◆ Assignment ◆
Among the entries below, take the line with "alternative tooling guidance." and the line with "This PR brings", and output them and every line between them exactly, with nothing else.

◆ Data ◆
'''
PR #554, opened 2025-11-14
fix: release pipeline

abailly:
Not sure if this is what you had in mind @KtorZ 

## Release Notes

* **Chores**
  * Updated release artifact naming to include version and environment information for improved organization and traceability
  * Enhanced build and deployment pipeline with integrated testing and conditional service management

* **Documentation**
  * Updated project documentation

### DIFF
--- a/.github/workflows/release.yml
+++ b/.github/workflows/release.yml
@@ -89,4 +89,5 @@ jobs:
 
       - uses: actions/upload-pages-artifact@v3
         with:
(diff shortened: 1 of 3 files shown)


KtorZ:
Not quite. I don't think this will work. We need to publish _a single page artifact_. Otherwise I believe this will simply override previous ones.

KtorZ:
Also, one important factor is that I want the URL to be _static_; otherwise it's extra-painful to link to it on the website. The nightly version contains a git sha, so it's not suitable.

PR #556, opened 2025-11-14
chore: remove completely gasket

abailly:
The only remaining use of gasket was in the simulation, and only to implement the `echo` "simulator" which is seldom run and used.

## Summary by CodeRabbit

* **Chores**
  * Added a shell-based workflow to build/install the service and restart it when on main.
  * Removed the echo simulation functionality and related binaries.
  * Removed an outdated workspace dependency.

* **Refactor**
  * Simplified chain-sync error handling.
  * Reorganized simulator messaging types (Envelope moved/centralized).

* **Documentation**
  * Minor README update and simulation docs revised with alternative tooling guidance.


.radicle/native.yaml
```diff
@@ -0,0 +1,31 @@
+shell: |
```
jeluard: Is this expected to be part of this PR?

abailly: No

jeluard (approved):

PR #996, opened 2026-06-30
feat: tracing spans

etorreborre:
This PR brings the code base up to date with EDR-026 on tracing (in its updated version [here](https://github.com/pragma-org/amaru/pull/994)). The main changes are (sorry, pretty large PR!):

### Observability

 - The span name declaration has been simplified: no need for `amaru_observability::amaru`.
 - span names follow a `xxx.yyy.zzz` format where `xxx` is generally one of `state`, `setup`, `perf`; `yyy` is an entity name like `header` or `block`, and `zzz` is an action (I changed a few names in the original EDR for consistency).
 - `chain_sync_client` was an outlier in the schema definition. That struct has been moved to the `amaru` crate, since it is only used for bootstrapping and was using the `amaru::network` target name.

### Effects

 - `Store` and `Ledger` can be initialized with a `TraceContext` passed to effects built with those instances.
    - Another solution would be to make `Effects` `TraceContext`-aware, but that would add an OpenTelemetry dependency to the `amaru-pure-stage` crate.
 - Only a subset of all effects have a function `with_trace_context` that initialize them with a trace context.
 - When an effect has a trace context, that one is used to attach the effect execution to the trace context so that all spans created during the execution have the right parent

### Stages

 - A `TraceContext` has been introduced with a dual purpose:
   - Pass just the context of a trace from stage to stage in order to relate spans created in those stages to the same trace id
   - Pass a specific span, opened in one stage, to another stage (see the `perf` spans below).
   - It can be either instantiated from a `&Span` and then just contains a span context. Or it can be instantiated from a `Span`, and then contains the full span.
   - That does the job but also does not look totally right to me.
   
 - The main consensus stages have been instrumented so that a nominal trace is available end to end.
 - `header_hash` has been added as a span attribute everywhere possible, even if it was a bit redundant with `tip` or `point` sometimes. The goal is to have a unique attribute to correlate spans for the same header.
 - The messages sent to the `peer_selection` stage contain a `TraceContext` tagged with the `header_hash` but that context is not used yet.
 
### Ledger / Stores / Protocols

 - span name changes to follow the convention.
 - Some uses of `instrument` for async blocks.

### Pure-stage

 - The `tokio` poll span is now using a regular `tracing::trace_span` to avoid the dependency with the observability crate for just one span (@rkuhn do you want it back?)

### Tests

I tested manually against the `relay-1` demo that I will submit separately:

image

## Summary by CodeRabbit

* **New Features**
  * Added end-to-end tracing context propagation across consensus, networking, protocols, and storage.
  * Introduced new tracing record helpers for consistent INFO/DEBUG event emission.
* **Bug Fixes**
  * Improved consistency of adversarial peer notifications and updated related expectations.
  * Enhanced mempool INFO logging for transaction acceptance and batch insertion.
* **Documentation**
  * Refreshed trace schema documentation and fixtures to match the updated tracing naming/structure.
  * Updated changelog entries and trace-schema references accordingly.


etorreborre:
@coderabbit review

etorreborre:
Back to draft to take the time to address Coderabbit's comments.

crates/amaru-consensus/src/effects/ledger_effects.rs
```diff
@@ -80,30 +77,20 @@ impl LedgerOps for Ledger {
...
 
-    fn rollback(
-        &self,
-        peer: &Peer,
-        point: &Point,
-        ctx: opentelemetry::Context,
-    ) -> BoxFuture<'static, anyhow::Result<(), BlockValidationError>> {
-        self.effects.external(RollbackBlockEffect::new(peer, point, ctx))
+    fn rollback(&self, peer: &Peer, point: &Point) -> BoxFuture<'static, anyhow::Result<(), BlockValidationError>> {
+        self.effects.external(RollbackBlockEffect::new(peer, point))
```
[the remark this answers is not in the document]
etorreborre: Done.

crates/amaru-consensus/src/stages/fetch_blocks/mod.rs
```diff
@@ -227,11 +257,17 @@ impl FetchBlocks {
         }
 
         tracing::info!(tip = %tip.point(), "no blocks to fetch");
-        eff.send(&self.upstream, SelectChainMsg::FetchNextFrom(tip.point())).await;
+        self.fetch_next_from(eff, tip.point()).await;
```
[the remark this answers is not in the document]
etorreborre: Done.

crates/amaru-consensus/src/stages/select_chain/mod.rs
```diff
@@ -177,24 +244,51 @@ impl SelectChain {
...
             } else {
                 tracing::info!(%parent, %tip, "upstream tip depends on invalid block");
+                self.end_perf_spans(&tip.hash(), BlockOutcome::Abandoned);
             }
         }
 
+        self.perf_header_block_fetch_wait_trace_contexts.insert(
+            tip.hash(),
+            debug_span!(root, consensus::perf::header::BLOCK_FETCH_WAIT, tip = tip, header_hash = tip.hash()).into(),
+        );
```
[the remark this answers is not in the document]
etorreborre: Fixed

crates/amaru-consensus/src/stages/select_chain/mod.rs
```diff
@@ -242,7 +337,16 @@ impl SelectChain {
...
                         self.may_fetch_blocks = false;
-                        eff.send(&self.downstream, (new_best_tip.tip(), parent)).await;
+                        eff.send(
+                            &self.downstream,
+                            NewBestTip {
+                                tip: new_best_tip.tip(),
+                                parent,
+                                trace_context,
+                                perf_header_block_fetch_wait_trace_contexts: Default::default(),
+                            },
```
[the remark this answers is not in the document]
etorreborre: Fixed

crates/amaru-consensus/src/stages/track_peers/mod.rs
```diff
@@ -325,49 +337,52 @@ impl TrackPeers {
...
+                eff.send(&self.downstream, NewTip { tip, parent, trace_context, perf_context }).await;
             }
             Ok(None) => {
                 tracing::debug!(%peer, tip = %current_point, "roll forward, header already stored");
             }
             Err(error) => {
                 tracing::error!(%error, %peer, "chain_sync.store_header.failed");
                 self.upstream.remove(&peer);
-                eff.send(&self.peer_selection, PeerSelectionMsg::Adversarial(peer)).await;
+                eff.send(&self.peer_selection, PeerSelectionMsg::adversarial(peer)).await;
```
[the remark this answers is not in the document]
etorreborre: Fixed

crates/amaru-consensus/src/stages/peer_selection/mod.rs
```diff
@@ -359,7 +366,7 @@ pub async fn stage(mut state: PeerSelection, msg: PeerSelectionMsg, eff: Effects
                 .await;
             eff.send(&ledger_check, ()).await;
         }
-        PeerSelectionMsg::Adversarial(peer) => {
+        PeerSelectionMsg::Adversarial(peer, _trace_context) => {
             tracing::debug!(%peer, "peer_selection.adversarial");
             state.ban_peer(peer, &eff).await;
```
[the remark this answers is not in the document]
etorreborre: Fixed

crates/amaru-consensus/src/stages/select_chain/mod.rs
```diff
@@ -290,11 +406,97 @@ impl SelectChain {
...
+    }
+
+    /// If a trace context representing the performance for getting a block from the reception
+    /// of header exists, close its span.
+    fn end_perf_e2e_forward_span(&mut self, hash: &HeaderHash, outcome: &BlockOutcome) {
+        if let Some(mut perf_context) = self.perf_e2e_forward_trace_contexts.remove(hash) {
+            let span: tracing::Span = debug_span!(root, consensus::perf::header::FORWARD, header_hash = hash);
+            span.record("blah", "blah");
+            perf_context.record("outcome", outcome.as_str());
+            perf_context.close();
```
'''
◆ Exercise result ◆
  * Minor README update and simulation docs revised with alternative tooling guidance.


.radicle/native.yaml
```diff
@@ -0,0 +1,31 @@
+shell: |
```
jeluard: Is this expected to be part of this PR?

abailly: No

jeluard (approved):

PR #996, opened 2026-06-30
feat: tracing spans

etorreborre:
This PR brings the code base up to date with EDR-026 on tracing (in its updated version [here](https://github.com/pragma-org/amaru/pull/994)). The main changes are (sorry, pretty large PR!):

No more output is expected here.